A couple of days ago the media (along with pretty much every person who considers themselves middle class) got all riled about a group of rich parents, including a couple of notable celebrities, who got caught bribing and cheating and lying their kid’s way into “elite” colleges.
I’ll admit, I did have my own little moment of HELL YEAH watching people whose plastic surgery cost more than my college education get dragged through the mud and fitted for orange jumpsuits. But it was tempered with, “wait, why is this news?”
I mean I don’t think its news to anyone that the super wealthy are paying their way into certain elite schools. Whether it’s endowments or new buildings or fancy galas and celebrity appearances – there are a million legal ways to finagle your precious crotchfruit into college. Which is why I find it particularly perplexing that these rich folks resorted to such pedestrian methods of persuasion like changing test scores and bribing water polo coaches. Just pay for the damn pool, Felicity! It’s cheaper, and tax deductible!
But what IS interesting to me about this whole debacle is the conversation that it creates around the “fairness” of the college admissions process in general, and the elite college admissions process in particular. It’s easy to delight in the egregious missteps of uber-rich and often-untouchable celebrities, but it takes a much more self-reflective eye to see the numerous ways in which the middle class has bought and paid for their college admissions, too.
Take, for example, the SAT. While you and I may not have the means (or audacity) to pay off test administrators or retain experts to change our answers, consider the sum spent on SAT prep courses, tutoring, and multiple test attempts geared toward improving outcomes. Are these aids legal? They certainly are. But are they fair?
Not if you are a student whose family can’t afford them.
If a person can pay $1600 for a “guaranteed” minimum score – is that not “paying your way” into college, too?
And then there’s the AP (Advanced Placement) courses – an almost expected line item on any elite applicant’s resume – err – transcript. At $94 a pop just to take one test, a roster of AP classes is an expensive proposition for a family that is perhaps already in need of assistance to feed their student lunch.
And then there’s the cello lessons and dance classes and leadership intensives and study abroad. All bought and paid for by middle class parents who, rightfully so, would like to provide their child with a diverse and stimulating extracurricular life – and college application.
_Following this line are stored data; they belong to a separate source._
PR #199, opened 2021-09-05
Remove `$_fzf_search_vars_command`

kidonng:
See #198

This also removes the CI check since it's no longer needed.


PatrickF1:
As I explained in the discussion, I would prefer to keep the variable there. However, the rest of this PR regarding removing the CI check is valuable and if you remove everything but that, I'll merge this. Thanks!

PR #209, opened 2021-11-23
[Search variables] Remove excessive escape for replacement

rmgk:
This fixes displaying the value of variables in the variable preview.

This change confuses me for the following observations:
escaping the $ inside the regex should never work as intended (as far as I understand), but using fish 3.3.1 the existing code somehow works in the first fish instance I start after deleting the fish_variables file.
The changed code always works for me.

### DIFF
--- a/functions/_fzf_extract_var_info.fish
+++ b/functions/_fzf_extract_var_info.fish
@@ -11,5 +11,5 @@ function _fzf_extract_var_info --argument-names variable_name set_show_output --
         #   [1]: |value|
         # ...with...
         #   [1] value
-        string replace --regex ": \|(.*)\|" ' \$1'
+        string replace --regex ": \|(.*)\|" ' $1'
 end


PatrickF1:
Hi @rmgk thanks for opening up this PR. I'm having trouble understanding what was broken. Could you please provide an instance where the current code doesn't work?

rmgk:
The comment of the changed line does provide an example

current: 
```
❯ echo "[1]: |value|"  | string replace --regex ": \|(.*)\|" ' \$1'
[1] $1
```

changed
```
❯ echo "[1]: |value|"  | string replace --regex ": \|(.*)\|" ' $1'
[1] value
```

so the current behavior just always prints $1 instead of the extracted value of the variable when searching the current environment

at least, that is the case for me on fish version 3.3.1

PatrickF1:
I see what you're saying. But your example doesn't work for me:
```
echo "[1]: |value|"  | string replace --regex ": \|(.*)\|" ' \$1'
[1] value
```
And this is on fish 3.3.1

PatrickF1:
I'm asking in the fish shell gitter https://gitter.im/fish-shell/fish-shell?at=619ecf3a026dc63ca614ce26

rmgk:
I found why it sometimes works for me: The old version does work without the "regex-easyesc" feature (current default, but will change at some point).
https://fishshell.com/docs/current/language.html#future-feature-flags

But the new version should (and for me does) work in both cases 🤔

PatrickF1:
So you're saying because `regex-easyesc` will eventually be on by default, we should merge this?

rmgk:
Yes, see the link for the details, the regex-easyescape feature was introduced in 3.1 (off by default) to fix essentially the behavior you ask about in the gitter. The documentation states that these opt in features become the default at some point.

PatrickF1:
Nice work! Thank you for finding this bug helping problems in the future! I will merge this.

rmgk:
Awesome! And thanks to you for maintaining this tool :-)

PatrickF1 (approved):

PatrickF1:
You're welcome! If you'd like to show additional appreciation, would you mind starring this repo please?

PatrickF1:
Btw, how did you reach https://fishshell.com/docs/current/language.html#future-feature-flags when you were investigating the bug?

rmgk:
When investigating why the issue did not appear immediately after deleting the fish_variables files, I realized that I do `set -U fish_features 3.0 3.1` which seemed like the obvious culprit for the different behavior. And then search for `fish shell fish_features` to get documentation.
As how I found out about fish_features in the first place … if I recall correctly I had some issues because the fish shell included in Ubuntu is quite old and I was reading the changelog to see the difference with newer versions where it is mentioned …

Now, don’t get me wrong, I did all that shit, too (minus the SAT classes because I refused, and have the scores to prove it).
But I’m not suggesting that we stop allowing kids to do anything that costs money because it might not be fair. I’m just pointing out that the entire process is inherently not fair. The college admissions process, like so many other avenues to opportunity, was broken long before Lori Loughlin did a shitty job of trying to cheat it.
I’m also suggesting one other thing.
Please stop obsessing about “elite colleges.”
The selectivity of the college you went to says more about how much money and privilege you have than how many brain cells you have and employers know it. That’s not to say that people who go to Harvard aren’t wildly smart, it’s just pointing out that plenty of people who are also wildly smart – didn’t.
So instead of selectivity, let’s change the focus to fit. To educational merit. To teaching styles and course catalogs and how good the food is in the caf.
If we can flip the script on what makes some colleges bumper sticker worthy and others not – than the need to “pay your way in” anywhere would be greatly diminished.
And just because I got docked like 50 points on my SAT writing test for “failing to present a clear and concise conclusion”…
I don’t have the answer for how to make college admissions fair (although I do think axing the SAT would be an excellent first step) – but I believe that tempering our obsession with elitism is a step in the right direction toward a college admissions process that is focused on fit, rather than exceptionalism.
P.S. English and writing were my lowest SAT scores overall (lower even than math and Spanish). I got my first professional job as a copywriter, and now you’re reading my blog – all the way to the third ending. If that doesn’t tell you something about the validity of standardized testing, maybe you should rewrite your conclusion.